Exercise requirements:
Every line with the word "saved" in it should be extracted from the data that follows.

Source material:
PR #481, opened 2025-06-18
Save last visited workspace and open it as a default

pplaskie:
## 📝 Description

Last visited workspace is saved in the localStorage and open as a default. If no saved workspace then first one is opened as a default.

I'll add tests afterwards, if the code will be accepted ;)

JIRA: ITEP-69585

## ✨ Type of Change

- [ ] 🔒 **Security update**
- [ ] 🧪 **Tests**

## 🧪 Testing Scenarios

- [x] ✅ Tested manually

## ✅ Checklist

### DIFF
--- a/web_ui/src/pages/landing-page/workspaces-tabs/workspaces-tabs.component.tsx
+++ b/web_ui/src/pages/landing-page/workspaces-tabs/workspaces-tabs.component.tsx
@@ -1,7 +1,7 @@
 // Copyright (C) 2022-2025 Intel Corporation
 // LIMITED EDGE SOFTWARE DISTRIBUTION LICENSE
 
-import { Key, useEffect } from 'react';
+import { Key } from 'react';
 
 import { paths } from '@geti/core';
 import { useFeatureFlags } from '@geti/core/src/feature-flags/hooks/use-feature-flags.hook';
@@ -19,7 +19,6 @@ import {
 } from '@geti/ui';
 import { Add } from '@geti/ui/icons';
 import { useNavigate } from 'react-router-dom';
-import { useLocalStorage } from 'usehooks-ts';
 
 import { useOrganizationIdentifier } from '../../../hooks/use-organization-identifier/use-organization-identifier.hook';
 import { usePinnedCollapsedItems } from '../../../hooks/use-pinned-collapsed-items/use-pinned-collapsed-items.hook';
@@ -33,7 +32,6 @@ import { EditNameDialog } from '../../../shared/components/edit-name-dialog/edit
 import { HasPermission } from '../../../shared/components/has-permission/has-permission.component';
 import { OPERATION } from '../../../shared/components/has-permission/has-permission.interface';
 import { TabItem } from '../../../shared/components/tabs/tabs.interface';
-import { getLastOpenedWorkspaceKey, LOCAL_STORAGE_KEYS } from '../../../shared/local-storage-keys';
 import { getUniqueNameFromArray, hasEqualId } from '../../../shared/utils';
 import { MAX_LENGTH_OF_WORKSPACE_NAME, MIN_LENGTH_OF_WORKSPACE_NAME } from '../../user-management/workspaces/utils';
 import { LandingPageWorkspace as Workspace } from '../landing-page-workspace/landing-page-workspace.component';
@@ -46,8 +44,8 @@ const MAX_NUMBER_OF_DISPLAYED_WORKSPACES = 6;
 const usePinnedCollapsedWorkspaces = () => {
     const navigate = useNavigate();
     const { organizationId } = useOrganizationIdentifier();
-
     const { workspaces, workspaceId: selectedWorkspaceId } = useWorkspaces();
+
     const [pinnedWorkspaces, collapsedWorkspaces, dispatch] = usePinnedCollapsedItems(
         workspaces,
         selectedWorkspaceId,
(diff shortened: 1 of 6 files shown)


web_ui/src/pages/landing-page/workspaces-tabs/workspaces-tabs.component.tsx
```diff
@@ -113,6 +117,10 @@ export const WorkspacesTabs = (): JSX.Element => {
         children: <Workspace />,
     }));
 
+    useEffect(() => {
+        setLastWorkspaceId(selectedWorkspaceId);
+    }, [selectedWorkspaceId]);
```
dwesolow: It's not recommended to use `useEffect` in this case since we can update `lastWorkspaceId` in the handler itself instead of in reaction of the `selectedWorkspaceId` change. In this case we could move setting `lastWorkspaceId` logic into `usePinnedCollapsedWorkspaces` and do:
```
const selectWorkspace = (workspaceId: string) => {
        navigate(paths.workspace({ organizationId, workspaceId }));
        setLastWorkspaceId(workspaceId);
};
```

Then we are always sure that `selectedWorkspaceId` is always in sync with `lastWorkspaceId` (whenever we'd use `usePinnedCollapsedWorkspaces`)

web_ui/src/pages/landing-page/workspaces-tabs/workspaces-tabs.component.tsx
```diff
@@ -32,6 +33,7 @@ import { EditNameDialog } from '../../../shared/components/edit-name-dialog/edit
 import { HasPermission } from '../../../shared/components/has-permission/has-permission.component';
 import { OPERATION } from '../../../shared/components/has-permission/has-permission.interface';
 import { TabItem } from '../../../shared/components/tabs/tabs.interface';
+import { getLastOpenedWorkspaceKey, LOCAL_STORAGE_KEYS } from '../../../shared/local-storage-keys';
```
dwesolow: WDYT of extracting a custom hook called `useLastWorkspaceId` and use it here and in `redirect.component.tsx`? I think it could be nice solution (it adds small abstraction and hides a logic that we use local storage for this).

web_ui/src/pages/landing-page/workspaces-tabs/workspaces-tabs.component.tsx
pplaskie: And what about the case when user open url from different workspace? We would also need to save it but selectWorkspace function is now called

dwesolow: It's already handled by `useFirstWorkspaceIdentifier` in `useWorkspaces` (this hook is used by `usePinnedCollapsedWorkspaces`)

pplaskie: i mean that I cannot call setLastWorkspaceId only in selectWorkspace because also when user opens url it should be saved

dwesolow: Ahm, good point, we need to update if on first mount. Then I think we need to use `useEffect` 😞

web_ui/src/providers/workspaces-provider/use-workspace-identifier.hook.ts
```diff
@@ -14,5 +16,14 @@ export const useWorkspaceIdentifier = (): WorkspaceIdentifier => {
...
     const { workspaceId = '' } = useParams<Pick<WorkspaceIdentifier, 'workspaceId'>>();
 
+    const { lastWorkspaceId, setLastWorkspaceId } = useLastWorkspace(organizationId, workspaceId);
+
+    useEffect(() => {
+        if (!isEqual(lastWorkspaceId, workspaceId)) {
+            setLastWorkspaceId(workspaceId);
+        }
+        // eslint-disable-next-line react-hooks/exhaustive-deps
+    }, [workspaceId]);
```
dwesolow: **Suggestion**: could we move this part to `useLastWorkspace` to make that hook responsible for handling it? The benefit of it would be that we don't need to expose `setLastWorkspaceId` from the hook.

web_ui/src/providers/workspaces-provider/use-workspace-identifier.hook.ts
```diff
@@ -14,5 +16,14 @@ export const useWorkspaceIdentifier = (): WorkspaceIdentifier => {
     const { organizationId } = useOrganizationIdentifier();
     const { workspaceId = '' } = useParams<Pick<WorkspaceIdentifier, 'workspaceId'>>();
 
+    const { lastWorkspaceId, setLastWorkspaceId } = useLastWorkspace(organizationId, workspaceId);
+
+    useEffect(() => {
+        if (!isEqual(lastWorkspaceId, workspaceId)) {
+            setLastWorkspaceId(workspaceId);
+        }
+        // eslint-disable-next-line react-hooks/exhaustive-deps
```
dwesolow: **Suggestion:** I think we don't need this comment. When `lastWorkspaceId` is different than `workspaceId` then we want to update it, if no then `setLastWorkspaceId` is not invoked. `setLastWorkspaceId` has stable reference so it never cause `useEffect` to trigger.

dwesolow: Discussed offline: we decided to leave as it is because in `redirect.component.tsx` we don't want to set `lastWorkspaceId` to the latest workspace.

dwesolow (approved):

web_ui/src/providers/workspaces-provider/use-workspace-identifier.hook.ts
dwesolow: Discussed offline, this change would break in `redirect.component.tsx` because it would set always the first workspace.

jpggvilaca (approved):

Expected output:
Last visited workspace is saved in the localStorage and open as a default. If no saved workspace then first one is opened as a default.
pplaskie: i mean that I cannot call setLastWorkspaceId only in selectWorkspace because also when user opens url it should be saved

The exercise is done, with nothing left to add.